Les patients qui ont exprimé une préférence pour les SRO ont augmenté leurs prescriptions de traitement de 27 points de pourcentage – une mesure plus efficace que l’élimination des ruptures de stock (qui a augmenté les prescriptions de SRO de 7 points de pourcentage) ou l’élimination des incitations financières (ce qui n’a entraîné qu’une seule augmentation des prescriptions de SRO dans les pharmacies). ).

« Bien qu’il soit largement connu depuis des décennies que les SRO sont une intervention vitale qui peut sauver la vie des enfants souffrant de diarrhée, le taux d’utilisation des SRO reste obstinément faible dans de nombreux pays comme l’Inde », a déclaré Manoj Mohanan, co-auteur. de l’étude et professeur de politique publique, d’économie et de santé mondiale à la Sanford School of Public Policy de l’Université Duke. « Changer le comportement des prestataires concernant les prescriptions de SRO reste un défi majeur. »

Les auteurs de l’étude ont déclaré que ces résultats peuvent être utilisés pour concevoir des interventions qui encouragent les patients et les soignants à exprimer une préférence pour les SRO lors de la recherche de soins, ainsi que pour sensibiliser les prestataires aux préférences des patients.

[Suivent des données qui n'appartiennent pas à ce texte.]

Issue #151, opened 2022-12-05
Pytorch 2.0


h-vetinari:
Pytorch 2.0 recently got [announced](https://pytorch.org/get-started/pytorch-2.0/), and it looks like it'll bring lots of goodies.

However, with the strong focus on the new compiler backend, things are predictably getting heavier for the build. Seems the default backend will be triton, which we have in conda-forge [already](https://github.com/conda-forge/triton-feedstock), but so far only for linux-x64 + CUDA (no CPU version). That feedstock is also pushing hard against the 6h limit.

Release is planned March 2023.

If we have the capacity, I think it'd make sense to start playing with this, perhaps even pushing into a dev branch, so that we might have a chance to provide feedback on critical issues before release.

hmaarrfk:
We should likely create a branch for 1.13 and migrate it. While publishing rc to a dev channel. We can do this, even if just for the CPU builds.

h-vetinari:
IMO 1.13 can stay on main for a while, we only need a dev branch and `pytorch_dev` label. OTOH I think we could already start before the rc phase

hmaarrfk:
We could make a release candidate branch branch and release to a non main channel if you want

h-vetinari:
We can start with a PR; if we have the resources to create builds and push them to a dev channel, all the better

h-vetinari:
https://github.com/pytorch/pytorch/releases/tag/v2.0.0 was released today! :)

Tobias-Fischer:
Hi all,
Happy to help out if you need a hand. @hmaarrfk: You have quite a few draft/WIP PRs. Will it make sense to get some merged first, as this would simplify the version update? Or is it best to base a v2 branch on top of main?

hmaarrfk:
I've mostly given up on my experimental PRs.  main is the best to follow.

Tobias-Fischer:
Just letting you know that I’ve been working on this and I’m pretty close, at least for the non-cuda Linux-64 build. Will create a PR next week

h-vetinari:
Closed by https://github.com/conda-forge/pytorch-cpu-feedstock/pull/165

« Nous devons trouver des moyens de changer la perception des prestataires sur les préférences des patients afin d’augmenter l’utilisation des SRO et de lutter contre la résistance aux antibiotiques, qui constitue un problème majeur à l’échelle mondiale », a déclaré l’auteur correspondant de l’étude, Zachary Wagner, économiste à RAND Corporation et professeur d’analyse politique. à la Pardee RAND Graduate School. « Comment réduire la surprescription d’antibiotiques et combattre la résistance aux antimicrobiens est une question de santé mondiale importante, et notre étude montre que changer la perception des prestataires sur les préférences des patients est une façon de trouver une solution. »

Cette recherche a été financée par l’Institut national du diabète et des maladies digestives et rénales (subvention 5R01DK126049).